ACTIVITY >>
From the listing below, copy only the lines from the line that contains "Changes look good, @RadekManak" to the line that contains "to be more thorough", counting those two lines as part of the copy.
** DATA PROVIDED follows **
PR #14, opened 2022-07-26
Add windows machine support

elmiko:
this change adds detection logic to the create machine function of the
reconciler that will look at the machine labels to determine if the new
machine will be a windows instance. if so, it will then attempt to
locate the bootscript in either the provider spec or a secret in the
namespace. if neither is found an error will be returned, otherwise the
machine will be created with the script placed into the GCP metadata for
the instance.


elmiko:
i'd like to add a few more tests to this

elmiko:
going to need to update this once, https://github.com/openshift/machine-api-operator/pull/1049 merges

elmiko:
i have updated this and am removing the WIP status.

this should be good to go with the WMCO as it stands today.

pkg/cloud/gcp/actuators/machine/reconciler.go
```diff
@@ -20,12 +21,15 @@ import (
...
-	machineTypeFmt      = "zones/%s/machineTypes/%s"
-	acceleratorTypeFmt  = "zones/%s/acceleratorTypes/%s"
+	userDataSecretKey            = "userData"
+	requeueAfterSeconds          = 20
+	instanceLinkFmt              = "https://www.googleapis.com/compute/v1/projects/%s/zones/%s/instances/%s"
+	kmsKeyNameFmt                = "projects/%s/locations/%s/keyRings/%s/cryptoKeys/%s"
+	machineTypeFmt               = "zones/%s/machineTypes/%s"
+	acceleratorTypeFmt           = "zones/%s/acceleratorTypes/%s"
+	windowsScriptMetadataKey     = "sysprep-specialize-script-ps1"
+	windowsScriptSecretName      = "windows-user-data"
```
jrvaldes, line 31: Ideally, this should be an exported constant in [windows](https://github.com/openshift/machine-api-provider-gcp/pull/14/commits/f22bd895a9d859c1168f9f82c0a47e4e13a9ac8c#diff-359c93fbc08f569c3abf79881f0b426e681c46a5e76765d05e921f16fdb3bf99R13)

pkg/cloud/gcp/actuators/machine/reconciler.go
```diff
@@ -261,6 +265,47 @@ func (r *Reconciler) create() error {
...
+			if !found {
+				// if we did not find this key in the previous metadata, add it now
+				instance.Metadata.Items = append(instance.Metadata.Items, &compute.MetadataItems{
+					Key:   windowsScriptMetadataKey,
+					Value: &script,
+				})
+			}
+		} else {
+			// we didn't find a script
+			return machinecontroller.CreateMachine("cannot find Windows script in providerSpec or Secret")
```
jrvaldes, line 304: For my own education; does `machinecontroller.CreateMachine()` throws an exception/error?

pkg/cloud/gcp/actuators/machine/reconciler.go
```diff
@@ -414,6 +459,39 @@ func (r *Reconciler) getCustomUserData() (string, error) {
...
+		if item.Key == windowsScriptMetadataKey {
+			script = windows.RemovePowershellTags(*item.Value)
+			break
+		}
+	}
+
+	return script
+}
+
+func (r *Reconciler) getWindowsScriptFromSecret() (string, error) {
```
jrvaldes, line 477: Consider documenting this function.

pkg/cloud/gcp/actuators/machine/reconciler.go
```diff
@@ -414,6 +459,39 @@ func (r *Reconciler) getCustomUserData() (string, error) {
...
+	var scriptSecret corev1.Secret
+	if err := r.coreClient.Get(context.Background(), client.ObjectKey{Namespace: windowsScriptSecretNamespace, Name: windowsScriptSecretName}, &scriptSecret); err != nil {
+		if apimachineryerrors.IsNotFound(err) {
+			return "", machinecontroller.InvalidMachineConfiguration("Windows script data secret %q in namespace %q not found: %v", windowsScriptSecretName, windowsScriptSecretNamespace, err)
+		}
+		return "", fmt.Errorf("error getting Windows script data secret %q in namespace %q: %v", windowsScriptSecretName, windowsScriptSecretNamespace, err)
+	}
+
+	data, exists := scriptSecret.Data[windowsScriptMetadataKey]
```
jrvaldes, line 486: The `sysprep-specialize-script-ps1` key may not be available if the script was loaded from a secret [created](https://github.com/openshift/windows-machine-config-operator/blob/4c09463d252e2bb20e133a41372be1d438267ba2/pkg/secrets/secrets.go#L54) by WMCO.

jrvaldes (commented):
@elmiko thanks for working on this, added a few comments. PTAL

pkg/cloud/gcp/actuators/machine/reconciler.go
```diff
@@ -20,12 +21,15 @@ import (
...
-	kmsKeyNameFmt       = "projects/%s/locations/%s/keyRings/%s/cryptoKeys/%s"
-	machineTypeFmt      = "zones/%s/machineTypes/%s"
-	acceleratorTypeFmt  = "zones/%s/acceleratorTypes/%s"
+	userDataSecretKey            = "userData"
+	requeueAfterSeconds          = 20
+	instanceLinkFmt              = "https://www.googleapis.com/compute/v1/projects/%s/zones/%s/instances/%s"
+	kmsKeyNameFmt                = "projects/%s/locations/%s/keyRings/%s/cryptoKeys/%s"
+	machineTypeFmt               = "zones/%s/machineTypes/%s"
+	acceleratorTypeFmt           = "zones/%s/acceleratorTypes/%s"
+	windowsScriptMetadataKey     = "sysprep-specialize-script-ps1"
```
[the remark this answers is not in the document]
aravindhp: @jrvaldes `sysprep-specialize-script-ps1` is mandated by GCP. PTAL [Metadata keys for Windows startup scripts](https://cloud.google.com/compute/docs/instances/startup-scripts/windows#metadata-keys).

pkg/cloud/gcp/actuators/machine/reconciler.go
aravindhp: That's correct. WMCO is agnostic to what GCP expects for it's meta-data key.

aravindhp (commented):
Thanks for helping out with this @elmiko. Mostly LGTM.

pkg/cloud/gcp/actuators/machine/reconciler.go
jrvaldes: I would say; Yes [100%](https://github.com/openshift/windows-machine-config-operator/blob/4c09463d252e2bb20e133a41372be1d438267ba2/pkg/secrets/secrets.go#L54) and defer to @openshift/openshift-team-windows-containers in case I'm missing something.

sebsoto: > Are we providing any guarantee around the userData key being used in WMCO right now?

 If you're asking about a guarantee to users, we have no such guarantee. We maintain the userdata secret and do not allow users to change it. The user provides a private key in the form of another secret that they have control over, which is used when creating the userdata secret

JoelSpeed: I want to know that if we are reading from the `userData` map key, that that will always work going forward and that it's not likely to be changed to something else by WMCO, I guess the key name forms part of the API contract at this point right?

sebsoto: @JoelSpeed I don't see a need to ever change it, the key is what it is solely to interact with the Machine API. WMCO will not be changing the key name unless what is expected by MAPI is changed.

jrvaldes: +1

pkg/cloud/gcp/actuators/machine/reconciler.go
sebsoto: Does this need to be a constant at all?
I would think you'd just want to use the value of `userDataSecret` in the machine spec.

From [the OCP Windows docs](https://docs.openshift.com/container-platform/4.10/windows_containers/creating_windows_machinesets/creating-windows-machineset-aws.html#windows-machineset-aws_creating-windows-machineset-aws), we expect/require users to use the `windows-user-data` secret.

pkg/cloud/gcp/actuators/machine/reconciler.go
elmiko: @jrvaldes that function does wrap the creation of an `Error` type. it has an unfortunate name =(

pkg/cloud/gcp/actuators/machine/reconciler.go
elmiko: i can update this

pkg/cloud/gcp/actuators/machine/reconciler.go
elmiko: will do

pkg/cloud/gcp/actuators/machine/reconciler.go
elmiko: i'll update this

pkg/cloud/gcp/actuators/machine/reconciler.go
elmiko: oh wait, actually, @sebsoto , i think i used the value from the WMCO because what if we have a situation where the user needs to actually specify a `userDataSecret` in addition to whatever the WMCO is creating?

elmiko:
updated
* fix secret access to use `userData` key
* add docstring to `getWindowsScriptFromSecret`

i left the one conversation about getting the secret name from the provider spec open, i don't think we want to do this but we should discuss a little more.

pkg/cloud/gcp/actuators/machine/reconciler_test.go
```diff
@@ -676,3 +700,91 @@ func TestSetMachineCloudProviderSpecifics(t *testing.T) {
...
+	}{
+		{
+			name: "Valid secret",
+			secret: &corev1.Secret{
+				ObjectMeta: metav1.ObjectMeta{
+					Name:      windowsScriptSecretName,
+					Namespace: defaultNamespace,
+				},
+				Data: map[string][]byte{
+					windowsScriptMetadataKey: []byte(secretBlob),
```
JoelSpeed, line 737: I think this should be `wmcoSecretDataKey`

elmiko: oops XD

elmiko:
updated
* fix unit tests

JoelSpeed:
/approve

Please get one of the WMCO team to add an LGTM if they are happy

pkg/cloud/gcp/actuators/machine/reconciler.go
sebsoto: > what if we have a situation where the user needs to actually specify a userDataSecret in addition to whatever the WMCO is creating

Currently thats not something we support, but it could be nice to have the flexibility to do that in the future if desired

sebsoto:
I've tried out one of your earlier revisions and was able to add a Windows node with the sysprep given via the userdata :tada: 
Thanks @elmiko, changes LGTM, but adding a hold in case you want https://github.com/openshift/machine-api-operator/pull/1055 to merge first.
/hold

elmiko:
thanks @sebsoto , i'll figure out what we're doing with the other patch and make sure we get this merged. appreciate all the help =)

elmiko:
there is some slowdown getting my PR merged into MAO with another helper function, it's merely a small upgrade here. i am going to remove the hold so we can get on to testing.
/hold cancel

PR #16, opened 2022-09-13
update windows script handling

elmiko:
this change removes the code that would look specifically for the windows powershell secret. instead it relies on the normal user data from the `userDataSecret` in conjuction with the windows o/s label to inject the windows script in the proper metadata key.

this change does preserve the behavior for the user to specify values in
the metadata which will override the values from the secret.


JoelSpeed:
Changes LGTM but QE didn't get it to work, let's make sure they're happy before we merge (may need to make this a bug)

elmiko:
+1, i've left some comments with QE. need to work out where the failure happened.

elmiko:
it looks like this is working as expected, see [comment from qe on jira](https://issues.redhat.com/browse/OCPCLOUD-1568?focusedCommentId=20952374&page=com.atlassian.jira.plugin.system.issuetabpanels%3Acomment-tabpanel#comment-20952374)

elmiko:
/hold

found a bug that needs addressing

JoelSpeed (commented):
/lgtm

PR #19, opened 2022-10-03
Updating ose-machine-api-provider-gcp images to be consistent with ART

lobziik:
Cherry-picked from #18 

Apply go fmt in follow up commit


JoelSpeed:
/override ci/prow/e2e-gcp-operator 

On the latest run, all tests passed but the teardown failed

PR #20, opened 2022-11-04
OCPCLOUD-1755: Register control plane machines to instance group

RadekManak:
Control plane machines on GCP need to be in instance group for the internal load balancer to work. This PR automatically assigns the instance to an already created instance group when it is being updated and removes it from instance group when it is being deleted.


JoelSpeed (commented):
Changes look good, @RadekManak can you please explain what manual testing you've done to verify this is working as expected?

JoelSpeed:
/approve

Testing discussion happened on the Jira, QE have approved

PR #21, opened 2022-12-01
OCPBUGS-1557: refactor restartPolicyToBool function

elmiko:
to be more thorough about checking for empty string and preemptible instances. previously this function only checked if the value was equal to "Always". but, this misses the default omission case where we should be defaulting to always restart but weren't. additionally, when the instance is preemptible it is not possible to set a restart policy of always.

### DIFF
--- a/pkg/cloud/gcp/actuators/machine/reconciler.go
+++ b/pkg/cloud/gcp/actuators/machine/reconciler.go
@@ -2,6 +2,7 @@ package machine
 
 import (
 	"context"
+	"errors"
 	"fmt"
 	"strconv"
 	"strings"
@@ -66,9 +67,21 @@ func containsString(sli []string, str string) bool {
 	return false
 }
 
-func restartPolicyToBool(policy machinev1.GCPRestartPolicyType) *bool {
-	restart := policy == machinev1.RestartPolicyAlways
-	return &restart
+func restartPolicyToBool(policy machinev1.GCPRestartPolicyType, preemptible bool) (*bool, error) {
+	// for more information about how the restart policy works, see the GCP docs at
+	// https://cloud.google.com/compute/docs/instances/setting-vm-host-options#settingoptions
** End of DATA PROVIDED **
RESPONSE TO THE TASK >>
Changes look good, @RadekManak can you please explain what manual testing you've done to verify this is working as expected?

JoelSpeed:
/approve

Testing discussion happened on the Jira, QE have approved

PR #21, opened 2022-12-01
OCPBUGS-1557: refactor restartPolicyToBool function

elmiko:
to be more thorough about checking for empty string and preemptible instances. previously this function only checked if the value was equal to "Always". but, this misses the default omission case where we should be defaulting to always restart but weren't. additionally, when the instance is preemptible it is not possible to set a restart policy of always.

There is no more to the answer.